Retype the material exactly, ending with the line containing "gas used value".

### The data
········

PR #105, opened 2022-08-18
AA-45 Refactor handle ops

drortirosh:


contracts/EntryPoint.sol
```diff
@@ -83,6 +83,27 @@ contract EntryPoint is StakeManager {
...
+     * @param opIndex into into the opInfo array
+     * @param userOp the userOp to execute
+     * @param opInfo the opInfo filled by validatePrepayment for this userOp.
+     * @return collected the total amount this userOp paid.
+     */
+    function _executeUserOp(uint256 opIndex, UserOperation calldata userOp, UserOpInfo memory opInfo) private returns (uint256 collected) {
+        uint256 preGas = gasleft();
+        uint256 contextOffset = opInfo.contextOffset;
+        bytes memory context;
+        assembly {context := contextOffset}
```
forshtat: Can we convert these assembly pieces into utility functions of
`function getUintMemoryPointer(bytes memory) private view returns (uint)`
and
`function getBytesFromMemoryPointer(uint point) private view returns (bytes memory)`
?
Like, Solidity won't copy the `bytes memory` to pass it into a function, right?

Not that it is necessary, just weird one-liner assembly insertions in the middle of regular function seems weird.

contracts/EntryPoint.sol
```diff
@@ -83,6 +83,27 @@ contract EntryPoint is StakeManager {
...
+
+        try this.innerHandleOp(userOp, opInfo, context) returns (uint256 _actualGasCost) {
+            collected = _actualGasCost;
+        } catch {
+            uint256 actualGas = preGas - gasleft() + opInfo.preOpGas;
```
forshtat, line 95: I understand that `preOpGas` is 'gas used before execution'?

Let me just point out that we have in this code:

- `verificationGas` which is a limit on gas for verification
- `preVerificationGas` which is an exact value for gas overhead to be added
- `preOpGas` which is a partial gas used value

I *strongly suggest* we spend some more letters in the names and call these `XxxLimit`, `XxxUsed`, `XxxOverhead` etc.

drortirosh: ok. but its a shotgun renaming. I'll add it in a separate PR.

contracts/EntryPoint.sol
```diff
@@ -139,7 +132,7 @@ contract EntryPoint is StakeManager {
     struct UserOpInfo {
         bytes32 requestId;
         uint256 prefund;
-        PaymentMode paymentMode;
+        address paymaster;
```
forshtat: `PaymentMode` is not used any more

contracts/EntryPoint.sol
```diff
@@ -191,30 +185,35 @@ contract EntryPoint is StakeManager {
...
-    function _getPaymentInfo(UserOperation calldata userOp) internal view returns (uint256 requiredPrefund, PaymentMode paymentMode) {
-        requiredPrefund = userOp.requiredPreFund();
-        if (userOp.hasPaymaster()) {
-            paymentMode = PaymentMode.paymasterDeposit;
-        } else {
-            paymentMode = PaymentMode.walletDeposit;
-        }
+    function _getPaymentInfo(UserOperation calldata userOp) internal view returns (uint256 requiredPrefund, address paymaster) {
+    unchecked {
+        paymaster = userOp.paymaster;
```
forshtat: There seems to be no point in returning `address paymaster` unmodified here.

contracts/EntryPoint.sol
```diff
@@ -191,30 +185,35 @@ contract EntryPoint is StakeManager {
...
+        //when using a Paymaster, the verificationGas is used also to as a limit for the postOp call.
+        // our security model might call postOp eventually twice
+        uint256 mul = paymaster != address(0) ? 3 : 1;
```
forshtat: I am having my doubts that implicit `postOpGasLimit := verificationGasLimit` is such a great assumption.
IIRC, wallet deployment cost is counted towards the verification gas, isn't it? 
This potentially means much bigger then expected `requiredGas`, and way too much gas available to the `postOp`

contracts/EntryPoint.sol
```diff
@@ -281,9 +280,8 @@ contract EntryPoint is StakeManager {
      * revert with proper FailedOp in case paymaster reverts.
      * decrement paymaster's deposit
      */
-    function _validatePaymasterPrepayment(uint256 opIndex, UserOperation calldata op, bytes32 requestId, uint256 requiredPreFund, uint256 gasUsedByValidateWalletPrepayment) internal returns (bytes memory context) {
+    function _validatePaymasterPrepayment(uint256 opIndex, address paymaster, UserOperation calldata op, bytes32 requestId, uint256 requiredPreFund, uint256 gasUsedByValidateWalletPrepayment) internal returns (bytes memory context) {
```
forshtat: What is the point of doing it this way?

contracts/EntryPoint.sol
forshtat: Also, I don't think there is a single function here that has `UserOpInfo` but does not have a corresponding `UserOperation`, making this field a duplicate.

contracts/EntryPoint.sol
```diff
@@ -310,24 +308,27 @@ contract EntryPoint is StakeManager {
      * also make sure total validation doesn't exceed verificationGas
      * this method is called off-chain (simulateValidation()) and on-chain (from handleOps)
      */
-    function _validatePrepayment(uint256 opIndex, UserOperation calldata userOp, bytes32 requestId) private returns (uint256 requiredPreFund, PaymentMode paymentMode, bytes memory context){
+    function _validatePrepayment(uint256 opIndex, UserOperation calldata userOp, UserOpInfo[] memory opInfos) private {
```
forshtat: Just a question - can we pass an individual `UserOpInfo` here? I feel worried that this function accepts the entire array just to set a few value in a single element. Even if gas-wise this is cheap.

contracts/EntryPoint.sol
drortirosh: yes, it is not needed: paymaster!=address(0) means "paymaster pays".
(it used to be a 3-state, but now the mode is boolean)

drortirosh: it isn't. its an in-memory collected data about a userOp (context, prefund, etc)
it also caches "paymaster" address.

contracts/EntryPoint.sol
drortirosh: I use the return value to cache into the opInfo

contracts/EntryPoint.sol
drortirosh: no, you can't.
even making the assignment as:
```
        UserOpInfo memory opInfo = opInfos[opIndex];
        opInfo = UserOpInfo(...)
```
causes a revert on geth (and interestingly, hardhat is fully stuck..)
a "reference" into an array is not assignable

contracts/EntryPoint.sol
drortirosh: avoiding reading the paymaster again from the calldata. I read it once (to know the payment mode) and then use it from memory. cheaper to pass it as parameter than reading it again from calldata. (solidity manages to cost ~200gas for each calldata member. it does a lot of useless boundary checks)

contracts/EntryPoint.sol
forshtat: I mean, you should also remove the `enum` declaration.

contracts/EntryPoint.sol
forshtat: Do you need to assign to 'reference'? It is already pointing somewhere, can't you just assign every field of a struct?

```
UserOpInfo memory opInfo = opInfos[opIndex];
opInfo.paymaster = paymaster;
opInfo.prepaid = prepaid;
...
```
?

contracts/EntryPoint.sol
drortirosh: we do need SOME limit on postOp - we need verify the paymaster has "max possible gas" to pay for it.
The options are:
- constant value
- add new `UserOp.postOpGasLimit` parameter (which is used only if there's a paymaster)
- verificationGas
- callGas
- a factor (e.g. half) of one of the above.

using verificationGas is not ideal, but better than the alternatives. The only downside is that the paymaster needs a higher balance (which is never used)

PR #112, opened 2022-09-12
AA-51: allowedAggregators simulation parameter

drortirosh:
`simulateValidation()` always reverts - successful result is error `SimulationResulut`
return aggregator address, and never calls it.
bundler should either reject UserOP with aggregator or uuuse 
`aggregator.validateUserOpSignature()` (or an equivalent native library code)


contracts/core/EntryPoint.sol
```diff
@@ -240,8 +239,34 @@ contract EntryPoint is IEntryPoint, StakeManager {
...
+    function simulateValidation(UserOperation calldata userOp)
     external returns (uint256 preOpGas, uint256 prefund, address actualAggregator, bytes memory sigForUserOp, bytes memory sigForAggregation, bytes memory offChainSigInfo) {
+        address[] memory allowedAggregators = new address[](1);
+        allowedAggregators[0] = address (0);
+        return simulateValidationWithAggregators(userOp, allowedAggregators, false);
+    }
+
+    /**
+    * Simulate a call to wallet.validateUserOp and paymaster.validatePaymasterUserOp.
+    * allow using a sighnature aggregator.
```
yoavw: sighnature => signature

contracts/core/EntryPoint.sol
```diff
@@ -240,8 +239,34 @@ contract EntryPoint is IEntryPoint, StakeManager {
...
+    * Validation succeeds if the call doesn't revert.
+    * @dev The node must also verify it doesn't use banned opcodes, and that it doesn't reference storage outside the wallet's data.
+     *      In order to split the running opcodes of the wallet (validateUserOp) from the paymaster's validatePaymasterUserOp,
+     *      it should look for the NUMBER opcode at depth=1 (which itself is a banned opcode)
+     * @param userOp the user operation to validate.
+     * @param allowedAggregators list of aggregators we specifically allow for this userOp. An empty list means "allow any".
+     *          a list of a single "address(0)" entry means "do not allow any other aggregator", effectively means blocking aggregated signatures.
+     * @param offChainSigCheck if the wallet has an aggregator, skip on-chain aggregation check. In thus case, the bundler must
```
yoavw: Why do we need this?  We do need off-chain aggregation, for optimization purposes.  But why do we need off-chain verification?  There's always an on-chain component that verifies the signature, so why not always use it in simulation?

contracts/core/EntryPoint.sol
```diff
@@ -240,8 +239,34 @@ contract EntryPoint is IEntryPoint, StakeManager {
...
+     *          perform the equivalent check using an off-chain library code
+     * @return preOpGas total gas used by validation (including contract creation)
+     * @return prefund the amount the wallet had to prefund (zero in case a paymaster pays)
+     * @return actualAggregator the aggregator used by this userOp. if a non-zero aggregator is returned, the bundler must get its params using
+     *      aggregator.
+     * @return sigForUserOp - only if has actualAggregator: this value is returned from IAggregator.validateUserOpSignature, and should be placed in the userOp.signature when creating a bundle.
+     * @return sigForAggregation  - only if has actualAggregator:  this value is returned from IAggregator.validateUserOpSignature, and should be passed to aggregator.aggregateSignatures
+     * @return offChainSigInfo - if has actualAggregator, and offChainSigCheck is true, this value should be used by the off-chain signature code (e.g. it contains the sender's publickey)
```
yoavw: Why do we need `offChainSigInfo` rather than just reuse `sigForAggregation`?  Does the off-chain aggregation implementation need different information than the on-chain aggregation code?

contracts/interfaces/IEntryPoint.sol
```diff
@@ -89,13 +94,36 @@ interface IEntryPoint is IStakeManager {
...
+     * @return sigForUserOp - only if has actualAggregator: this value is returned from IAggregator.validateUserOpSignature, and should be placed in the userOp.signature when creating a bundle.
+     * @return sigForAggregation  - only if has actualAggregator:  this value is returned from IAggregator.validateUserOpSignature, and should be passed to aggregator.aggregateSignatures
+     * @return offChainSigInfo - if has actualAggregator, and offChainSigCheck is true, this value should be used by the off-chain signature code (e.g. it contains the sender's publickey)
+     */
+    function simulateValidation(UserOperation calldata userOp)
+    external returns (uint256 preOpGas, uint256 prefund, address actualAggregator, bytes memory sigForUserOp, bytes memory sigForAggregation, bytes memory offChainSigInfo);
+
     /**
     * Simulate a call to wallet.validateUserOp and paymaster.validatePaymasterUserOp.
+    * allow using a sighnature aggregator.
```
yoavw: sighnature => signature again

contracts/core/EntryPoint.sol
```diff
@@ -225,13 +225,12 @@ contract EntryPoint is IEntryPoint, StakeManager {
```
yoavw, line 228: Question related to line 129 above (can't comment there because it hasn't changed in this PR)

Potential DoS vector on aggregators:
If the aggregated signature validation fails for any op, we catch it and revert with `SignatureValidationFailed(address(aggregator))`.  We don't give the aggregator an opportunity to report the `opIndex`.
The aggregator may access wallet storage during validation, so let's assume an aggregator that does. What if an attacker sends a valid aggregated op, then frontruns with a transaction that invalidates it by changing a storage slot in the wallet?
If someone does this to non-aggregated validation, the bundler identifies it by opIndex and drops the bad op.  But if it happens during `aggregator.validateSignatures(ops, opa.signature)`, the bundler doesn't know what to drop. It'll have to drop the aggregator itself, censoring all the valid aggregated ops.

Should we change the `validateSignatures` interface to return `(success,opIndex)` instead of just reverting?  So if it returns `success==false` we revert with `SignatureValidationFailed(address(aggregator),opIndex)`.  If the aggregator knows who the culprit, it returns it in `opIndex`.  If the signature verification fails outside the context of any specific op, it returns `opIndex=-1` to indicate that.  Or is there a better way to do this?

yoavw (commented):
Wrote some comments and questions.  And let's discuss the DoS vector I mentioned.

contracts/core/EntryPoint.sol
yoavw: Never mind, I just saw you replied this question on the other PR.

contracts/core/EntryPoint.sol
drortirosh: I don't think we can add "opIndex" to help here: BLS aggregation merely sum the signature points - no per-op info.
The bundler calls simulate (which calls wallet.validateUserOperation and aggregator.valdiateUserOpSignature, which internally calls wallet.getPublicKey) just before creating the bundle.
So the way to make this attack, the wallet has to make getPublicKey return one valid off-chain, and then different value on-chain.
both calls to getPublicKey appear in the same sequence (just after validateUserOp) and called by the same sender (aggregator)
Do you think you can detect a difference? 

The other alternative is make a better mechanism to prevent modification of public-key:

One option is to raise the public-key into the protocol, and drop the UserOp if it gets modified (currently it is a private protocol between the aggregator and wallet).

Another optioin is to move the public-key storage into the aggregator itself, and add "time-lock" mechanism.

However, both of these solutions require deeper understanding of the aggregation by the core protocol (not sure that it is that a bad thing: a "wallet-specific-publickey" or equivalent is a concept that will exist in any aggregation system.

contracts/core/EntryPoint.sol
drortirosh: we do add aggregation into the protocol, but some networks (e.g. Ethereum mainnet) will never use it. I felt uneasy to force complex API for network that only want to disable the mechanism...

yoavw: On networks where aggregation is not used, there won't be an aggregator and therefore offChainSigCheck also won't be relevant.  I'm trying to understand the use case where there *is* an aggregator but it doesn't verify the signature during simulation and requires off chain sig check.

contracts/core/EntryPoint.sol
yoavw: The way is indeed to change the result of getPublicKey, or of getAggregator.  And there's no need to detect the difference in order to perform the attack.  The attacker puts the op in mempool while it's still valid, and then invalidates it using another transaction with higher gas, which changes the result of getPublicKey.

I guess it should normally be caught by the 2nd simulation while the op is still alone, so it won't happen in a batch.  But we do lose one line of defense which we otherwise have.  opIndex is meant to catch ops that somehow slipped through the 2nd simulation.

I'm not sure about adding the complexity of moving the key into the aggregator.  And in some cases it can be a complex "key" - something that isn't just a key but multiple keys with roles, although in this case the aggregator needs to know its structure anyway since it's the one parsing it.

In the flow you described above, where aggregator.valdiateUserOpSignature internally calls wallet.getPublicKey, it would be nice if we could somehow reflect the internal state if signature verification fails.  If I understand correctly, upon signature failure it can't detect which of the public keys caused it to fail.  But if it could somehow tell the bundler what was the public key it got from each wallet, the bundler could compare it to what it saw before, and find the culprit.  I don't see an easy way to export so much information though.  If it becomes an issue, clients might need to trace the execution and catch these changes if they ever occur.

contracts/core/EntryPoint.sol
drortirosh: the scenario is:
- the network does support aggregation. There is one commonly-used aggregator, where the bundler has a native library to handle it
- the bundler probably bans any other aggregators (through userOp), as on-chain validation is heavy
- setting the "offChainSigCheck" makes the EVM code simpler (but requires the bundler to call the native library to validate the signature)
- the bundler probably uses a native library  replacement for "aggregateSignatures".

yoavw: But it means that we have two different implementations for verification.  One used during simulation (but not calling the EVM verification function) and another used on-chain.  Any difference between the two could result in on-chain DoS.  The two implementations must behave 100% identically, with no corner cases.  Not always easy to achieve.

drortirosh: - There is always an on-chain validation, called by handleOps.
- the aggregated signature is created by the bundler. This code is traditionally an optimized, off-chain library. So offchain/onchain dilemma is always there...
- I only added a "reference implementation" view method to perform these operations
- (also note that I can't even "prove" that sequence of the view function "validateSignature", and then aggregation is equivalent to the on-chain validateSignatures() method.. - it was tested for some specific scenarios)

contracts/core/EntryPoint.sol
drortirosh: - the client can pull all public-keys of the ops it put into a bundle,
- in case the execution fails (meaning, one op managed to to modify it after the 2nd validation, but before putting it on chain), the client will pull all public-keys again, and compare the lists

contracts/core/EntryPoint.sol
yoavw: Yes, there's always on-chain validation.  I was just concerned that someone exploits a difference between off-chain and on-chain signature verification, causing it to succeed off-chain and then revert in handleOps.  This actually shouldn't happen on-chain because the bundler simulates the entire handleOps during estimateGas, so the on-chain verification code will revert at that point.  But it'll be hard for the bundler to know which opIndex is responsible.

Unlike the other DoS case I mentioned, where the key changes, this one can't be detected by pulling the keys from the wallets and comparing.  The key remains the same.  Verification of one op just succeeds in simulation (with the native code implementation) and then fails in handleOps simulation for the entire bundle.  The only way to find the culprit is to simulate the ops with non-native code (creating single-op bundles and simulating handleOps for each), which negates the benefit of having native verification code to begin with.

drortirosh: 1. there is even a greater issue, since we validate specific userOp using one function, but eventually on-chain only validate the aggregated sig.
2. A node can always call manually the validateUserOpSignature() after simulationValidation returns (simply giving an empty array to allowedAggregators prevents a call to it on-chain, and then it gets the aggregator's address in the return value from simulationValidation)

contracts/core/EntryPoint.sol
```diff
@@ -227,37 +228,50 @@ contract EntryPoint is IEntryPoint, StakeManager {
...
         prefund = outOpInfo.prefund;
         preOpGas = preGas - gasleft() + userOp.preVerificationGas;
 
         numberMarker();
-        if (actualAggregator != address(0)) {
-            (sigForUserOp, sigForAggregation, offChainSigInfo) = IAggregator(actualAggregator).validateUserOpSignature(userOp, offChainSigCheck);
+        if (aggregator != address(0)) {
+            bool found = false;
+            if (allowedAggregators.length>0) {
+                for (uint i=0; i< allowedAggregators.length; i++) {
```
forshtat: I know I am coming late to this PR, but can I get a real quick TLDR why do we need to check the `aggregator` against the list of allowed ones in Solidity? Like, if this method is called in view mode and returns an aggregator address, what difference does it make if the check if the aggregator is allowed is done off-chain? 
Yes, you run some code of a non-whitelisted aggregator in a view mode then, but how much damage can this do?
Thanks!

yoavw: Previously the simulation did run the aggregator code, so we needed a way to prevent execution of unknown/unstaked aggregators to avoid DoS (e.g. aggregators that cause a lot of work, succeed in 1st simulation and fail the 2nd one in large quantities through a single storage slot change).  With the split to two steps, and the simulation only returning the aggregator and not executing it, this is no longer needed.  The bundler can look at the returned aggregator address and decides if it wants to proceed to the next step or drop the UserOp.  I think we can remove this.

contracts/bls/BLSSignatureAggregator.sol
```diff
@@ -98,19 +119,14 @@ contract BLSSignatureAggregator is IAggregator {
...
+        uint256[4] memory pubkey = getUserOpPublicKey(userOp);
         uint256[2] memory message = userOpToMessage(userOp);
 
-        if (offChainSigCheck) {
-            offChainSigInfo = abi.encode(signature, pubkey, getRequestId(userOp));
-        } else {
-            require(BLSOpen.verifySingle(signature, pubkey, message), "BLS: wrong sig");
-        }
+        require(BLSOpen.verifySingle(signature, pubkey, message), "BLS: wrong sig");
         sigForUserOp = "";
```
forshtat: Unrelated to this PR, but what is `sigForUserOp` and why is it hard-coded to be empty string? This should at least be explained in the comment (which I did read and understood nothing)

contracts/core/EntryPoint.sol
```diff
@@ -25,8 +26,8 @@ contract EntryPoint is IEntryPoint, StakeManager {
 
     SenderCreator private immutable senderCreator = new SenderCreator();
 
-    // internal value used during simulation: need to query aggregator if wallet is created
-    address private constant SIMULATE_NO_AGGREGATOR = address(1);
+    // internal value used during simulation: need to query aggregator.
+    address private constant SIMULATE_FIND_AGGREGATOR = address(1);
```
forshtat, line 30: Unrelated but I suggest using a completely random address like `0xfefefefe...` because `address(1)` or something like that is actually used for precompiles which may be confusing.

contracts/core/EntryPoint.sol
```diff
@@ -232,32 +233,25 @@ contract EntryPoint is IEntryPoint, StakeManager {
...
         preOpGas = preGas - gasleft() + userOp.preVerificationGas;
 
-        numberMarker();
-        if (actualAggregator != address(0)) {
-            (sigForUserOp, sigForAggregation, offChainSigInfo) = IAggregator(actualAggregator).validateUserOpSignature(userOp, offChainSigCheck);
+        if (aggregator != address(0)) {
+            revert UnverifiedSignatureAggregator(preOpGas, prefund, deadline, aggregator);
         }
-        require(msg.sender == address(0), "must be called off-chain with from=zero-addr");
+        require(tx.origin == address(0), "must be called off-chain with from=zero-addr");
```
forshtat: I think this line should be in the first line as it checks the pre-condition that the method is called from a right place and as a view call only.

drortirosh: The line is last, so that we can see other revert reasons.
in solidity, there is no side-effect for running reverts at the end (except gas usage, which we don't care about in view function)
anyway, it was removed, as we now always revert, for simplified API.

forshtat (approved):

contracts/core/EntryPoint.sol
```diff
@@ -284,12 +268,13 @@ contract EntryPoint is IEntryPoint, StakeManager {
     }
 
     /**
-     * helper: make a "view" call to calculate the sender address.
-     * must be called from zero-address.
+     * Get counterfactual sender address.
```
derekchiang, line 271: What was the rationale for returning the address in an error?

drortirosh: This "getter" has side effect (creating the wallet), so it has to revert to make sure no one attempt to call it on chain. Yes, we're rewriting it as a function returning address wrapping an internal function that always reverts...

········

### Result of this task
PR #105, opened 2022-08-18
AA-45 Refactor handle ops

drortirosh:


contracts/EntryPoint.sol
```diff
@@ -83,6 +83,27 @@ contract EntryPoint is StakeManager {
...
+     * @param opIndex into into the opInfo array
+     * @param userOp the userOp to execute
+     * @param opInfo the opInfo filled by validatePrepayment for this userOp.
+     * @return collected the total amount this userOp paid.
+     */
+    function _executeUserOp(uint256 opIndex, UserOperation calldata userOp, UserOpInfo memory opInfo) private returns (uint256 collected) {
+        uint256 preGas = gasleft();
+        uint256 contextOffset = opInfo.contextOffset;
+        bytes memory context;
+        assembly {context := contextOffset}
```
forshtat: Can we convert these assembly pieces into utility functions of
`function getUintMemoryPointer(bytes memory) private view returns (uint)`
and
`function getBytesFromMemoryPointer(uint point) private view returns (bytes memory)`
?
Like, Solidity won't copy the `bytes memory` to pass it into a function, right?

Not that it is necessary, just weird one-liner assembly insertions in the middle of regular function seems weird.

contracts/EntryPoint.sol
```diff
@@ -83,6 +83,27 @@ contract EntryPoint is StakeManager {
...
+
+        try this.innerHandleOp(userOp, opInfo, context) returns (uint256 _actualGasCost) {
+            collected = _actualGasCost;
+        } catch {
+            uint256 actualGas = preGas - gasleft() + opInfo.preOpGas;
```
forshtat, line 95: I understand that `preOpGas` is 'gas used before execution'?

Let me just point out that we have in this code:

- `verificationGas` which is a limit on gas for verification
- `preVerificationGas` which is an exact value for gas overhead to be added
- `preOpGas` which is a partial gas used value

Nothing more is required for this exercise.